=== RECORDS PROVIDED ===

PR #3287, opened 2018-06-08
Replace tabs with spaces and restructured some HTML in blade files to gain more readability

cyrildewit:
I've done the following things:

* Replaced tabs with spaces in some files
* Fixed indentation of some blade files
* Did some code style changes

It's hard to review this pull request using the unified option under diff settings. I suggest you to use the split option.


cyrildewit:
Some more things that I want to discuss:

1. I wonder if I can remove the out commented line at https://github.com/the-control-group/voyager/pull/3287/files?utf8=%E2%9C%93&diff=unified#diff-cf377d287d89be3fc7d2a9c234b13774L115

2. Can I replace `<?php echo .... ; ?>` with blade mustache symbols? https://github.com/the-control-group/voyager/pull/3287/files#diff-ae7663e73e47fb2ae5a55b94af230685R68

3. Can I remove the `console.log` at https://github.com/the-control-group/voyager/pull/3287/files#diff-ae7663e73e47fb2ae5a55b94af230685R180

4. I couldn't find any usage of the `bread/partials/relationship-edit-add.blade.php` file. @emptynick already told me it was a mistake. Can I remove this?

Thanks!

---

- [x] Point 1 / _Removed the line_
- [x] Point 2 / _Skipped this improvement`_
- [x] Point 3 / _Removed the line_
- [x] Point 4 / _Removed the file_

fletch3555:
1. Go ahead and remove the commented line.
2. I'm not sure that line should even be there, since it's between two `@elseif` lines, so it _should_ be invalid code.
3. Yes, console.log can be removed
4. I swear I saw a usage of that just the other day, but I can't seem to find it right now.  I'd say it's probably a mistake and fine to delete as well.

Thanks!

emptynick:
I deleted this file for 1.1 already, but it slipped back in when I splitted the language files.

resources/views/bread/browse.blade.php
```diff
@@ -223,13 +222,14 @@
         <div class="modal-dialog">
             <div class="modal-content">
                 <div class="modal-header">
-                    <button type="button" class="close" data-dismiss="modal" aria-label="{{ __('voyager::generic.close') }}"><span
-                                aria-hidden="true">&times;</span></button>
+                    <button type="button" class="close" data-dismiss="modal" aria-label="{{ __('voyager::generic.close') }}">
+                        <span aria-hidden="true">&times;</span>
```
fletch3555: This (and the couple others like it) are probably fine to be on one line.  I believe whitespace within a `<button>` element is respected, so it surrounding the span could potentially cause issues, primarily in older browsers.  There's no certainty that it will, but I'm okay with following that pattern.

resources/views/bread/read.blade.php
```diff
@@ -130,18 +130,20 @@
...
+
     {{-- Single delete modal --}}
     <div class="modal modal-danger fade" tabindex="-1" id="delete_modal" role="dialog">
         <div class="modal-dialog">
             <div class="modal-content">
                 <div class="modal-header">
-                    <button type="button" class="close" data-dismiss="modal" aria-label="{{ __('voyager::generic.close') }}"><span
-                                aria-hidden="true">&times;</span></button>
+                    <button type="button" class="close" data-dismiss="modal" aria-label="{{ __('voyager::generic.close') }}">
+                        <span aria-hidden="true">&times;</span>
```
fletch3555: Same here

fletch3555 (changes requested):
I'm sure this would trigger a tabs v. spaces debate, but I honestly prefer tabs.  For the framework, however, I'm fine with forcing everything to spaces.  Having a mix of both is where it gets ugly.

Just be cognizant of that debate when making these kinds of whitespace changes elsewhere.  Others may not be so accepting. ;)

cyrildewit:
@fletch3555 thanks for the review. I'm aware of that, but since this project doesn't have a code rules guide, I have to guess which rules this project is following. Most of the code is indented with spaces, so that's the reason why I choosed spaces over tabs.

About point 2: ~I think that the line is correct. I have updated it to use `{{` & `}}`.~

fletch3555 (approved):

PR #3288, opened 2018-06-09
Resizeable support for multiple images

handiwijoyo:
This will allow us to pass any image path and generate the thumbnail using `getThumbnail`. This is useful when using it inside of multiple images array / input type. For example:
```
@foreach($posts as $post)
    @foreach($post->images as $image)
        <img src="{{Voyager::image($post->getThumbnail($image, 'small'))}}" />
    @endforeach
@endforeach
```

If you are using multiple images input type, you can optional cast your images attribute
```

class Post extends Model
{
    use Resizable;

    protected $casts = [
        'images' => 'array',
    ];
}
```


marktopper (approved):

fletch3555:
Just a word of caution against using your `1.1` branch for PRs.  We squash-merge PRs, which changes the git history, leading to you potentially getting into some odd places.  Always try to use feature branches when submitting PRs.

fletch3555:
We'll also need docs for this.  Would you mind writing up something and suggesting it on readme.io?

fletch3555 (approved):

handiwijoyo:
@fletch3555 I've sent edit suggestion on readme.io. Mind to check it? Thanks

PR #88, opened 2025-11-03
fix: update for mla collect and sol

YijiaZhao:
#### Overview:

fix sol compute for MLA

update collector for trtllm 1.2.0rc2

### DIFF
--- a/collector/trtllm/collect_moe.py
+++ b/collector/trtllm/collect_moe.py
@@ -20,8 +20,10 @@ from helper import get_sm_version, log_perf
 
 aic_debug = int(os.getenv("aic_moe_debug", "0"))  # noqa: SIM112
 
+moe_tune_path = os.path.dirname(os.path.abspath(__file__))
 
-def cleanup_empty_json_files(directory="/tmp/moe_tune_path"):
+
+def cleanup_empty_json_files(directory):
     if not os.path.exists(directory):
         return
 
@@ -466,9 +468,9 @@ def run_moe_torch(
     torch.cuda.synchronize()
 
     if moe_type != "w4a16_mxfp4":
-        cleanup_empty_json_files("/tmp/moe_tune_path")
+        cleanup_empty_json_files(moe_tune_path)
         cache_path = (
-            f"/tmp/moe_tune_path/{moe_type}_{hidden_size}_{inter_size // moe_tp_size}_{num_experts // moe_ep_size}"
+            f"{moe_tune_path}/{moe_type}_{hidden_size}_{inter_size // moe_tp_size}_{num_experts // moe_ep_size}"
         )
         existing_files = glob.glob(f"{cache_path}*")
         cache_loaded = False
--- a/src/aiconfigurator/sdk/perf_database.py
+++ b/src/aiconfigurator/sdk/perf_database.py
@@ -1490,14 +1490,13 @@ class PerfDatabase:
                     )  # s
                     target_z_list = [1, 2, 4, 8, 16, 32, 64, 128, 256, 384, 512, 1024, 2048]  # b
 
-                self._extrapolate_data_grid(
-                    data_dict=data_dict,  # tpsize,sb
-                    target_x_list=target_x_list,
-                    target_y_list=target_y_list,
-                    target_z_list=target_z_list,
-                    sqrt_y_value=True,
-                )
-
+                    self._extrapolate_data_grid(
+                        data_dict=data_dict,  # tpsize,sb
+                        target_x_list=target_x_list,
+                        target_y_list=target_y_list,
+                        target_z_list=target_z_list,
+                        sqrt_y_value=True,
+                    )
         # wideep generation mla
         if getattr(self, "_wideep_generation_mla_data", None) is not None:
             for kernel_source in self._wideep_generation_mla_data:
@@ -1581,12 +1580,12 @@ class PerfDatabase:
                     2097152 * 8,
                 ]  # s
 
-            self._extrapolate_data_grid(
-                data_dict=data_dict,  # tpsize, bs
-                target_x_list=target_x_list,
-                target_y_list=target_y_list,
-                target_z_list=target_z_list,
-            )
+                self._extrapolate_data_grid(
+                    data_dict=data_dict,  # tpsize, bs
+                    target_x_list=target_x_list,
+                    target_y_list=target_y_list,
+                    target_z_list=target_z_list,
+                )
 
         # post-correction
         self._correct_data()


collector/trtllm/collect_mla_1_1rc2.py
tianhaox, line 1: we use float16 to unify fp16 and bf16 for now. same for kvcache, float16 or fp8, no other precision. We can use specific bfloat16 to call into trtllm, but log the result as float16 or fp8 to keep aligned previous previous defintion.

src/aiconfigurator/sdk/perf_database.py
tianhaox, line 1: can we fix the fmha quant mode's memory and kvcache quant mode's compute in common.py and leverage the value here

collector/trtllm/collect_mla_1_1rc2.py
YijiaZhao: done

src/aiconfigurator/sdk/perf_database.py
YijiaZhao: already reuse FMHAQuantMode.value.compute here

collector/trtllm/collect_moe.py
```diff
@@ -148,8 +148,8 @@ def get_moe_test_cases():
         12288,
         16384,
         20480,
-        32768,
-        65536,
+        # 32768,
```
jasonqinzhou: we don't need these data points anymore?

collector/collect.py
```diff
@@ -422,7 +427,7 @@ def collect_trtllm(num_processes: int, ops: list[str] | None = None):
             else "trtllm.collect_moe_pre_1_0"
             if v.startswith(("0.21.0", "1.0.0"))
             else "trtllm.collect_moe"
-            if v.startswith("1.1.0")
+            if v.startswith(("1.1.0", "1.2.0"))
```
jasonqinzhou, line 575: Just curious that are you going to collect some data points for trtllm 1.2.x ? Will that be in this PR or in another PR?

src/aiconfigurator/sdk/perf_database.py
```diff
@@ -2036,7 +2035,7 @@ def get_sol(
             ops = (
                 b * num_heads * 2 / 2 * (s * s * 192 + s * s * 128)
             )  # 2 for fma, 2 for causality. num_heads, for local heads
-            mem_bytes = b * num_heads * 2 * (2 * s * 192 + 2 * s * 128)  # 2 for fp16, TODO
+            mem_bytes = b * num_heads * (kvcache_quant_mode.value.memory * (s * 192 + s * 128) + 2 * (s * 192 + s * 128)) # fp16 io + fp16/fp8 kv cache, TODO fp8 io
```
jasonqinzhou: Just curious: what is 192 and 128 in this context?

src/aiconfigurator/sdk/perf_database.py
```diff
@@ -2071,13 +2070,17 @@ def get_sol(
...
+            if kvcache_quant_mode == common.KVCacheQuantMode.fp8:
+                quant_mode_gen = common.FMHAQuantMode.fp8
+            else:
+                quant_mode_gen = common.FMHAQuantMode.float16
             # only consider fp16 mmha
             ops = 2 * b * num_heads * 1088 * s  # 2 for fma
             # kvcache load bytes will depend on kvcache quant.
             # while input q and output might be in fp16.
-            mem_bytes = b * (num_heads * 1088 * 2 + (s - 1) * 1088 * kvcache_quant_mode.value.memory)
+            mem_bytes = b * (num_heads * 1088 * 2 + (s - 1) * 512 * kvcache_quant_mode.value.memory) # fp16 io + fp16/fp8 kv cache, TODO fp8 io
```
jasonqinzhou: what is 1088 and 512 here?

YijiaZhao:
h200 sanity_check results:
Gemm
image

ctx attention:
image

gen attn:
image
image

ctx mla:
image
image
image

moe:

YijiaZhao:
moe:
WeChat09ebf2980fec929f17d528af57fd228c

src/aiconfigurator/sdk/perf_database.py
YijiaZhao: 192 for dims of Q and K, 128 for v and output

src/aiconfigurator/sdk/perf_database.py
YijiaZhao: q dim 576, output dim 512,  576 + 512 = 1088

collector/collect.py
YijiaZhao: will upload on this PR for sanity check

collector/trtllm/collect_moe.py
YijiaZhao: Moe will use chunk_forward for large tokens.  besides, 32768 and 65536 is too slow to collect.

collector/collect.py
tianhaox: 1.2 is needed to fix the mla sol problem

collector/collect.py
```diff
@@ -222,8 +222,10 @@ def create_process_exit_error(device_id, exit_code):
             # Stall detection unchanged...
             if progress_value.value == last_progress:
                 stall_count += 1
-                if stall_count > 30:
+                if stall_count > 30 and "moe" not in func.__name__:
```
tianhaox, line 225: what will happen if we don't add this specific logic? Looks like sglang moe collector is very fast without tuning.

collector/trtllm/collect_moe.py
tianhaox: if you remove this here, where you add the logic to collect data with num_tokens == 65536?

collector/trtllm/collect_moe.py
tianhaox, line 1: maybe we need to check when will the moe illegal mem be fixed and find a closest RC.

src/aiconfigurator/sdk/perf_database.py
tianhaox: can you help to fix FMHAQuantMode.value.memory in this pr as well. Is that used in context attention and mla?

src/aiconfigurator/systems/data/h200_sxm/trtllm/1.2.0rc1/context_mla_perf.txt
tianhaox, line 1: do we have fp8 compute for context mla?

src/aiconfigurator/systems/data/h200_sxm/trtllm/1.2.0rc1/context_attention_perf.txt
tianhaox, line 1: I remember that you said in 1.2.0, there're only two options: fp8 compute+fp8kvcache, or fp16 compute+fp16 kvcache, is this for context or generation?

collector/trtllm/collect_moe.py
AichenF: maybe we can use _try_ to handle potential oom issues

collector/collect.py
YijiaZhao: To reuse the tuned results, we packed all the tokens for same n,k in one test case. Therefore it needs more time but has fewer cases

collector/collect.py
YijiaZhao: I've fixed sol

collector/trtllm/collect_moe.py
YijiaZhao: I added it back.

src/aiconfigurator/systems/data/h200_sxm/trtllm/1.2.0rc1/context_attention_perf.txt
YijiaZhao: It could receive fp16 input, but cvt to fp8 by apply rope. 
It would be better to update the fp8 io for attn when we do it for gemm

src/aiconfigurator/sdk/perf_database.py
YijiaZhao: done

src/aiconfigurator/systems/data/h200_sxm/trtllm/1.2.0rc1/context_mla_perf.txt
YijiaZhao: no. I think it would be better to update it when we collect low-bit io gemm

collector/trtllm/collect_moe.py
YijiaZhao: I've checked it without w4afp8 which has TMA bug

collector/collect_all_reduce.py
tianhaox, line 1: why we need this?

collector/trtllm/collect_moe.py
```diff
@@ -416,66 +418,85 @@ def run_moe_torch(
...
-            )
-            logits_max_tokens = (
-                torch.randn([num_tokens_lists[max_index], num_experts]).to(router_logits_dtype).to(torch.device(device))
-            )
+    # dty run
+    torch.cuda.synchronize()
+    moe.forward(hidden_states_max_tokens, logits_max_tokens, do_finalize=not min_latency_mode)
+    torch.cuda.synchronize()
+
+    if moe_type != "w4a16_mxfp4":
```
tianhaox, line 470: why we need cache here, how it's reused? I'm concerned about file write and read if you allow customized path. It will be tagged as vulnerability by static risk check. Can you fix moe_tune_path to tmp, or somewhere you have write access

tianhaox, line 470: Is this code working with older trtllm version without w4a16_mxfp4? If not, we need a new moe collect file.

YijiaZhao: Not for older versions.  W4a16_mxfp4 use triton kerne. It doesn't need autotune.

YijiaZhao: Autotune process will cost lots of time. We could reuse the cache file if 
1). The new cases which has same inter_size // moe_tp and expert_num // moe_ep as anyone of the cache files.
2). If MoE collecting is not finished, next running process could reuse current cache files.

I've modified the cache file path to /tmp/moe_tune_path

collector/collect_all_reduce.py
YijiaZhao: I've deleted it

collector/trtllm/collect_moe.py
YijiaZhao: I use moe_tune_path = os.path.dirname(os.path.abspath(__file__)) instead of  /tmp/moe_tune_path

PR #89, opened 2025-11-04
feat: add vllm support (h100 only, dense models only)

ilyasher:
#### Overview:

Add gemm and attention data for vllm + H100

CLI passes for 12/20 models. Failures are either due to model being MoE (not supported in this PR) or due to non-vllm related AIC errors.

### DIFF
--- a/collector/collect.py
+++ b/collector/collect.py
@@ -281,6 +281,7 @@ def parallel_run(tasks, func, num_processes, module_name="unknown"):
 
     return errors
 
+
 def collect_ops(
     num_processes: int,
     collections: list[dict],


collector/vllm/fake_hf_model/config.json
```diff
@@ -0,0 +1,30 @@
+{
```
jasonqinzhou, line 1: Can we change the folder to vllm? vllm_v1 is confusing.

src/aiconfigurator/sdk/task.py
```diff
@@ -415,16 +417,23 @@ def _get_quant_mode(
 
         sm_version = database.system_spec["gpu"]["sm_version"]
 
+        if backend == "vllm":
+            fp8_gemm_quant = "fp8"
```
jasonqinzhou, line 448: Could you add comments to this if for vllm?

collector/collect.py
```diff
@@ -299,34 +346,40 @@ def collect_vllm(num_processes: int):
         logger.exception("VLLM is not installed. Please install it from https://github.com/vllm-project/vllm")
         return
 
-    # supported vllm v1 GEMM collection wich supports fp16,fp8,fp8_block_wise,awq and gptq
-    try:
-        import vllm_v1.collect_gemm
+    collections = [
+        # GEMM collections
+        # vllm v1 GEMM collection for fp16, fp8, fp8_block, nvfp4, awq, and gptq
```
jasonqinzhou, line 437: remove v1 in the comment.

collector/vllm/fake_hf_model/config.json
tianhaox: what's the vllm version that we're supporting in this PR

jasonqinzhou: 0.11.0, mentioned in system folder.

src/aiconfigurator/sdk/task.py
tianhaox: do we have fp_block gemm or only per-tensor fp8 gemm?

collector/collect.py
tianhaox: the community is using v1 to represent the re-architected vllm https://docs.vllm.ai/en/stable/usage/v1_guide.html
either one works. Since v0 will be deprecated in future, use vllm directly is also working.

jasonqinzhou: Ilya and I agreed that this comment doesn't need update.

jasonqinzhou:
> I've done the sanity check for the data, all make sense. One thing is that, do you have h200 or h100 sxm access? Current data is mixing h100 pcie, sxm and nvl. I am concerned about the consistency.

We do have h100 sxm and h200 sxm access on computelab. However, since the nodes are limited, sometimes we can only get pcie nodes instead.
Can we update that in another PR? We should have more nodes in the weekend.

src/aiconfigurator/sdk/task.py
ilyasher: Here I only collected per-tensor fp8 gemm, we can add fp8_block later

.github/workflows/copyright-check.ps1
```diff
@@ -72,7 +72,7 @@ $global:copyright_results = @{
 
 $ignored_files = @('.clang-format', '.gitattributes', '.gitignore', '.gitkeep', '.patch', 'Cargo.lock', 'LICENSE', 'uv.lock', 'rust-toolchain.toml', 'codespell.txt', 'exclusions.txt')
 write-debug "<copyright-check> ignored_files = ['$($ignored_files -join "','")']."
-$ignored_paths = @('.github', '.mypy_cache', '.pytest_cache', 'lib/llm/tests/data/sample-models')
+$ignored_paths = @('.github', '.mypy_cache', '.pytest_cache', 'lib/llm/tests/data/sample-models', 'collector/vllm/utils.py')
```
jasonqinzhou, line 75: just curious: why do we add utils.py here?

ilyasher: The copyright header doesn't match the expected format because the file is taken from vllm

===

» YOUR TASK:
Using the records above, filter out every line that lacks the string "dirname" and copy the rest.

» WRITTEN ANSWER:
+moe_tune_path = os.path.dirname(os.path.abspath(__file__))
YijiaZhao: I use moe_tune_path = os.path.dirname(os.path.abspath(__file__)) instead of  /tmp/moe_tune_path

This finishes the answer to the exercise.